This is an example of using linear regression using data from the UCI Air Quality Data Set, by implementing a Regression Network with Keras. A tutorial on Regression Networks can be found at the DL4J site.
Run benzene-prediction.py. The air quality data set is already included in the aqm_data directory. The scripts runs under Python 3.5 using Keras 2.x, scikit-learn, numpy, and pandas. A TensorFlow 1.5 back end was used.
The UCI dataset contains 9358 instances of hourly averaged responses from an array of 5 metal oxide chemical sensors embedded in an Air Quality Chemical Multisensor Device. The device was located on the field in a significantly polluted area, at road level,within an Italian city. Data were recorded from March 2004 to February 2005 (one year) representing the longest freely available recordings of on field deployed air quality chemical sensor devices responses. Ground Truth hourly averaged concentrations for CO, Non Metanic Hydrocarbons, Benzene, Total Nitrogen Oxides (NOx) and Nitrogen Dioxide (NO2) and were provided by a co-located reference certified analyzer.
The dataset columns are:
- Date (DD/MM/YYYY)
- Time (HH.MM.SS)
- True hourly averaged concentration CO in mg/m^3 (reference analyzer)
- PT08.S1 (tin oxide) hourly averaged sensor response (nominally CO targeted)
- True hourly averaged overall Non Metanic HydroCarbons concentration in microg/m^3 (reference analyzer)
- True hourly averaged Benzene concentration in microg/m^3 (reference analyzer)
- PT08.S2 (titania) hourly averaged sensor response (nominally NMHC targeted)
- True hourly averaged NOx concentration in ppb (reference analyzer)
- PT08.S3 (tungsten oxide) hourly averaged sensor response (nominally NOx targeted)
- True hourly averaged NO2 concentration in microg/m^3 (reference analyzer)
- PT08.S4 (tungsten oxide) hourly averaged sensor response (nominally NO2 targeted)
- PT08.S5 (indium oxide) hourly averaged sensor response (nominally O3 targeted)
- Temperature in °C
- Relative Humidity (%)
- AH Absolute Humidity
This is the important step! Without an adequate clean up crazy results can ensue, as illustrated in Chapter 7 of Deep Learning with Keras by Gulli & Pal (Packt Publishing), where, along with a few coding errors, Benzine concentrations of below -100 micrograms per meter cubed are predicted - a sure sign something has gone wrong!
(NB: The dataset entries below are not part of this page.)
PR #628, opened 2023-06-15
SLCORE-500 Move smart notifications check to backend

nquinquenel:


core/src/test/java/mediumtest/ConnectionSetupMediumTests.java
```diff
@@ -202,6 +204,44 @@ void it_should_fails_to_validate_connection_if_host_not_found() throws IOExcepti
...
+
+    var connectionResponse = backend.getConnectionService()
+      .checkSmartNotificationsSupported(new CheckSmartNotificationsSupportedParams(
+        new TransientSonarQubeConnectionDto(server.baseUrl(), Either.forLeft(new TokenDto("foo"))))).get();
+
+    assertThat(connectionResponse).isTrue();
+  }
+
+  @Test
+  void it_should_not_support_notifications_if_sonarqube_7_9() throws ExecutionException, InterruptedException {
```
damien-urruty-sonarsource, line 233: To make it more clear what the limit is, you could have a test with a version just before they were supported, and another test with the version that brings support.

its/tests/src/test/java/its/SonarCloudTests.java
```diff
@@ -447,6 +448,16 @@ void testConnection() throws ExecutionException, InterruptedException {
     assertThat(failIfWrongCredentials.getMessage()).isEqualTo("Authentication failed");
   }
 
+  @Test
+  void testSmartNotifications() throws ExecutionException, InterruptedException {
```
damien-urruty-sonarsource, line 452: I'm not sure this test is necessary, as it is covered by a medium test already

damien-urruty-sonarsource (approved):
LGTM, might need a bit of improvement on the Javadocs

client-api/src/main/java/org/sonarsource/sonarlint/core/clientapi/backend/connection/ConnectionService.java
```diff
@@ -61,4 +62,10 @@ public interface ConnectionService {
   @JsonRequest
   CompletableFuture<ValidateConnectionResponse> validateConnection(ValidateConnectionParams params);
 
+  /**
+   * Check that smart notifications are supported by the server
+   */
+  @JsonRequest
+  CompletableFuture<Boolean> checkSmartNotificationsSupported(CheckSmartNotificationsSupportedParams params);
```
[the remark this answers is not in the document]
nquinquenel: I originally started with `CheckSmartNotificationsSupportedResponse` but then switched to simple Boolean as the class was just consisting of this attribute, but I see your point, it makes sense in the end

core/src/test/java/mediumtest/ConnectionSetupMediumTests.java
nquinquenel: I decided to go for the manual `withSmartNotificationsSupported(boolean)` as there are a lot of cases to take into account if we were to test between edition and version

To do this we use Pandas to load the CSV data, which is in European semi-colon separated, with commas for decimal points, format. The first thing to note is that missing values are tagged with a -200 value.
First looking at the columns, we don't need the last two NaN/empty columns, and the time and date columns. The Non Metanic HydroCarbons column, NMHC(GT), is mainly -200 missing values, so has barely anything useful in it, so that can go too.
Another inspection of the data show that there a lot of NaN/empty rows at the end of the data, so get rid of these.
Finally, to deal with the few -200 (missing value) entries dotted around we fill them in with their respective mean of value of the column they are in.
So from the initial 17 columns this leaves us with 12 columns of features. From this we remove the Benzene column as the target, leaving 11 features as the input to the Regression Network.
Due to the scales of measurement and data ranges for the columns, each column of data is scaled using the handy scikit-learn StandardScaler which subtracts from each column the mean of the column and divides by its standard deviation.
The regression network used here is a simple two layer dense network that takes a vector of 11 features from the dataset as input and outputs a scaled prediction, The hidden dense layer (latent space) has eight neurons.
The network's weight matrices for the all layers are initialized using glorot uniform. The efficient ADAM optimization algorithm is used and a mean squared error loss function is optimized.
The example achieves a training loss (mean squared error) of 0.0013, and a validation loss (mean squared error) of 0.0071.
However, don't forget you can achieve good losses / predictions for garbage input data - so always check the data clean-up stage, as well as the usual bias/variance and underfitting/overfitting!